Sua membalikkan tubuhnya, menatap langsung ke dalam mata Shin. Ada kilau air mata yang tertahan di sudut matanya, mencerminkan ribuan bintang di atas mereka. Ia menggenggam tangan Shin dengan kedua tangannya yang hangat.
"Aku tahu... banyak hal yang berubah semenjak Belial datang. Aku tahu kau melihat sesuatu yang berbeda padanya," bisik Sua, suaranya bergetar menahan emosi. "Tapi aku tidak peduli seberapa hancurnya dunia ini besok.

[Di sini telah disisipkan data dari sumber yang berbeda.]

PR #346, opened 2023-01-27
MANOPD-84031 Input files encoding rework and non-ASCII upload

### LINKED ISSUE #342: Cannot upload io.StringIO with non-ASCII characters
Steps to reproduce:
1. Create template files/test_cm.yaml.j2
```yaml
apiVersion: v1
kind: ConfigMap
metadata:
  name: test-cm
data:
  cluster_name: "{{ cluster_name }}"
  unicode_symbol: "😀"
```
2. Create custom plugin in inventory
```yaml
plugins:
  ...
  my_plugin:
    install: true
    installation:
      procedures:
        - template:
            source: files/test_cm.yaml.j2
```
3. Run `install --tasks deploy.plugins`

AR: fails with `size mismatch in put!  121 != 118`, see https://github.com/paramiko/paramiko/issues/1133

The problem is likely actual for any upload of io.StringIO instance.

Possible solution:

When uploading of any text, manually encode it with 'utf-8' and upload as io.BytesIO

If the text is obtained from file on Windows deployer, it will need to decode it first with the same 'utf-8' to not lose the utf-8 symbols.

In other words, it is necessary to introduce new requirement for encoding of input text files and **always open for reading and writing with 'utf-8'** and always upload as io.BytesIO.

Prototype: https://github.com/Netcracker/KubeMarine/commit/eedfbf916b999b7eeb343d58a34d0c725e8bcc14

ilia1243:
### Description
There are many places in KubeMarine where there can be an attempt to upload non-ASCII characters. This does not work because of issue https://github.com/paramiko/paramiko/issues/1133
The problem is especially relevant for custom template plugins.

Fixes #342

### Solution
* `NodeGroup.put` now uploads data only as stream of bytes, not characters.
* New requirement for all input text files to be strictly in utf-8 encoding.
    * This is reflected in new utils.py methods which now always open in utf-8.
    * Any internal or external text file should be opened using new methods.
* New approach automatically leads to CRLF -> LF transformation of line endings on Windows deployer for any input text file (internal or external) except external `config` files for plugins with `do_render=False`.
* Removed `binary` parameter for thirdparties as uploading from filesystem is not supported for external thirdparties.
* Minor fix in `services.packages.package_manager.repositories`: now it allows input as path to file for both apt and yum package managers.

### Breaking changes
If `services.packages.package_manager.repositories` for Debian-based cluster was passed as string, it will stop working as the string is now considered as path to file. No longer working configuration:
```yaml
services:
  packages:
    package_manager:
      repositories: |
        deb http://archive.ubuntu.com/ubuntu focal main restricted
        deb http://archive.ubuntu.com/ubuntu focal-updates main restricted
```
New working configuration:
```yaml
services:
  packages:
    package_manager:
      repositories: files/predefined.list
```
where files/predefined.list contains the repositories.

### Test Cases

See https://github.com/Netcracker/KubeMarine/issues/342

### Checklist
- [x] Integration CI passed

#### Unit tests
test_demo.py and demo.py to adopt to new upload behaviour.

### DIFF
--- a/kubemarine/apt.py
+++ b/kubemarine/apt.py
@@ -16,6 +16,7 @@ import io
 
 import fabric
 
+from kubemarine.core import utils
 from kubemarine.core.group import NodeGroupResult, NodeGroup
 
 DEBIAN_HEADERS = 'DEBIAN_FRONTEND=noninteractive '
@@ -49,7 +50,7 @@ def create_repo_file(group, repo_data, repo_file):
     if isinstance(repo_data, list):
         repo_data_str = "\n".join(repo_data) + "\n"
     else:
-        repo_data_str = str(repo_data)
+        repo_data_str = utils.read_external(repo_data)
     group.put(io.StringIO(repo_data_str), repo_file, sudo=True)
 
 
--- a/documentation/Installation.md
+++ b/documentation/Installation.md
@@ -159,6 +159,7 @@ System clock should be synchronized the same way as for Cluster nodes system clo
 
 There are the following restrictions when deploying from Windows:
 * [ansible](#ansible) plugin procedures are not supported.
+* All KubeMarine input text files must be in utf-8 encoding.
 
 ## Prerequisites for Cluster Nodes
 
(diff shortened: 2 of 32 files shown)


kubemarine/apt.py
```diff
@@ -47,7 +48,7 @@ def create_repo_file(group, repo_data, repo_file):
     if isinstance(repo_data, list):
         repo_data_str = "\n".join(repo_data) + "\n"
     else:
-        repo_data_str = str(repo_data)
+        repo_data_str = utils.read_external(repo_data)
```
ilia1243, line 51: This is an incompatibly change. Previously yum considered string as path to file with repositories content (see yum.py), and apt considered as the repositories content itself. Now both consider the string as path to file.

Imadzuma (approved):

shmo1218 (approved):

shmo1218:
The doc review is done.

kubemarine/apt.py
koryaga: Pls add **Breaking change:** section in PR

ilia1243: Done

koryaga:
@alku89  pls note about Breaking changes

Aku tidak peduli dengan perintah The Hawk atau ancaman Cataclysm."
Sua mendekatkan wajahnya, menatap Shin dengan penuh ketulusan yang mendalam. "Aku akan menemanimu... sampai akhir hayat, Shin."
Shin tertegun melihat kesungguhan di wajah gadis yang telah bersamanya sejak kecil itu. Suasana di atap stasiun menjadi begitu hening, menyisakan embusan angin malam yang dingin.
Namun, di kejauhan, di balik bayangan dinding akses tangga atap, sesosok wanita berdiri membeku. Belial telah berdiri di sana sejak tadi, menguping seluruh percakapan mereka. Mendengar kata-kata terakhir Sua, rahang Belial perlahan mengeras. Tangannya mengepal kuat di sisi tubuhnya, mencengkeram kain seragamnya hingga berkerut. Matanya berkilat biru tajam di kegelapan, menyiratkan rasa tidak suka, penolakan, dan rasa sakit yang asing di dalam hatinya.
Tanpa membuat suara sedikit pun, Belial berbalik. Ekor birunya menyabet lantai dengan kasar sebelum ia melangkah pergi dengan cepat menembus kegelapan lorong, meninggalkan sepasang saudara masa kecil itu di bawah ribuan bintang tiruan.